Chris, I've noticed that the timestamps on the posts are not matching the current time anymore. I think it happened after daylight savings time ended on Sunday. Any way you can set the system to match Standard time? I find it confusing when I'm trying to see newly updated posts.

Thanks!

Edit: aha! The timestamps are fine when I am logged in, but they are off by an hour when I am logged out. I often will look at the site not logged in... guess the simple fix is for me to just log in! Anyway, something is amiss with the site, but it's not critical.


----------



## draconis (Oct 3, 2007)

I don't think might has ever been right. Why would it matter?

draconis


----------



## Chris H. (Jan 27, 2007)

All users can actually control their own time preferences by going to:

User CP (link at top left) > Edit Options

Scroll down to "Date & Time Options" where it lets you choose the time zone you are in, as well as whether or not to obey daylight savings.


----------



## Leahdorus (Jul 28, 2008)

Yes, I'd found the user controls for time zone settings, but what about the time shown when you are NOT logged in?
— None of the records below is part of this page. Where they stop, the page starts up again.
PR #3127, opened 2016-05-24
[WIP] Event: Use one native handler per jQuery handler

dmethvin:
This is definitely a v4 kind of thing with breaking changes and it still needs more work before it passes tests, but I'll post it here in case anyone has thoughts or comments.

EDIT: All my comments from below are in my fork, https://github.com/dmethvin/jquery/commit/113ce671659fea1e39774225cc1900076bcc4e01

### DIFF
--- a/src/event.js
+++ b/src/event.js
@@ -104,10 +104,18 @@ jQuery.event = {
 
 	add: function( elem, types, handler, data, selector ) {
 
-		var handleObjIn, eventHandle, tmp,
+		var handleObjIn, tmp,
 			events, t, handleObj,
 			special, handlers, type, namespaces, origType,
-			elemData = dataPriv.get( elem );
+			elemData = dataPriv.get( elem ),
+			handleEventCommon = function( e ) {
+
+				// `this` for handleEvent is the handleObj
+				// Discard the second event of a jQuery.event.trigger() and
+				// when an event is called after a page has unloaded
+				return typeof jQuery !== "undefined" && jQuery.event.triggered !== e.type ?
+					jQuery.event.dispatch.apply( this, arguments ) : undefined;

That's where it seems to be off by an hour.


----------



## Chris H. (Jan 27, 2007)

Ok, sorry I missed that. When you're not logged in it uses the default time zone which was PST. I changed it to CST though, maybe that will help. It really should be on CST since that's where the server is located.


----------



## Leahdorus (Jul 28, 2008)

Heheh, now it's 2 hours off for me when I'm not logged in. Oh well. Guess I just got lucky before.


----------